What to work on: Check every line below for the word "system" and copy the ones that have it.
#### Data excerpts ####
PR #302, opened 2020-09-23
Add address answer lookup options

ajmaddaford:
Adds address lookups to the address answer type. The behaviour of the lookup is configured using the `lookup_options` object from the schema.

### How to review 
You will need you IP whitelisted for the address lookup to work. Ask in the dev channel on Slack if you're not sure how.

- Use the `test_address_lookups.json` schema to test the lookups.
- Confirm that the uprn field is stored in the answer store (use the `/dump/debug` endpoint)
- Verify that the schema options populate the `data-type-` attributes in the html 

### Checklist


templates/partials/answers/address.html
```diff
@@ -23,9 +23,43 @@
...
+    "typeMore": _("Enter more of the address to get results"),
+    "autocomplete": "new-password",
+    "errorTitle": _("There is a problem with your answer"),
+    "errorMessageEnter": _("Enter an address"),
+    "errorMessageSelect": _("Select an address"),
+    "errorMessageAPI": _("Sorry, there was a problem loading addresses"),
+    "errorMessageAPILinkText": _("Enter address manually"),
+    "options": {
+        "region_code": answer.lookup_options.region_code | lower,
+        "one_year_ago": "true" if answer.lookup_options.one_year_ago is defined and answer.lookup_options.one_year_ago else "false",
```
MebinAbraham, line 59: How come these are these string values and not boolean?

tests/integration/components/test_address.py
```diff
@@ -54,3 +54,55 @@ def test_optional_address_displays_no_answer_provided_on_summary_when_not_provid
...
+            {
+                "address-mandatory-line1": "first address",
+                "address-mandatory-uprn": "123456789",
+            }
+        )
+
+        self.post({})
+
+        # Then
+        self.assertNotInBody("123456789")
```
MebinAbraham, line 108: I think it is also worth adding a test to assert that the UPRN is in the source when you go back if you post with the UPRN.

MebinAbraham (commented):
Looks good but I think we should add a test to assert that the UPRN does in fact get stored in the answer store.

templates/partials/answers/address.html
ajmaddaford: The macro expects strings (the values are assigned to html attributes).

MebinAbraham: Ah ofcourse. 👍

tests/integration/components/test_address.py
ajmaddaford: Yeah, fair point. I have added it as an assertion in the `test_address_fields_are_populated_in_when_revisiting_the_page` test.

templates/partials/answers/address.html
MebinAbraham: As discussed, this may need looking at in future as this doesn't match the doc. Hopefully in a future update, the macro itself can do the conversion.

scripts/run_validator.sh
```diff
@@ -1,4 +1,4 @@
 #!/usr/bin/env bash
-tag=latest
+tag=extend-address-answer-type-for-lookups
```

MebinAbraham (approved):

MebinAbraham:
So we discussed that lookup itself didn't warrant a functional test and that the DS should be relied on for that. However, thoughts on adding a test when the lookup is enabled but the endpoint is not available?. Or are we happy to put that test as part of the DS as well?.
There is still a small risk in not testing it in runner, hopefully we can in future if the address index had a mock endpoint.

ajmaddaford:
@MebinAbraham I think there are a number of different errors that the address api could return, and it's the responsibility of the design system component to handle that, and therefore test for it. 

I do think there is a wider issue about being sure that the way runner uses the design system macros is correct and works.

app/jinja_filters.py
```diff
@@ -23,6 +23,7 @@ def format_number(value):
 
 
 def get_formatted_address(address_fields):
+    address_fields.pop("uprn", None)
```
JamesGardiner, line 26: Is `uprn` guaranteed to be present in the address_fields dict?

JamesGardiner (approved):
LGTM - one minor comment about whether UPRN is always expected in the address field. If so, it doesn't need need the default None value.

app/jinja_filters.py
MebinAbraham: It isn't guaranteed if you are not using the lookup.

JamesGardiner: It's a very very minor comment in any case - just if I see the above I assume that it will legitimately be missing as a key in some scenarios

ajmaddaford: No - when the lookup isn't used the `uprn` field is not stored in the address answer in the answer store.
####
Output of the exercise:
@MebinAbraham I think there are a number of different errors that the address api could return, and it's the responsibility of the design system component to handle that, and therefore test for it. 
I do think there is a wider issue about being sure that the way runner uses the design system macros is correct and works.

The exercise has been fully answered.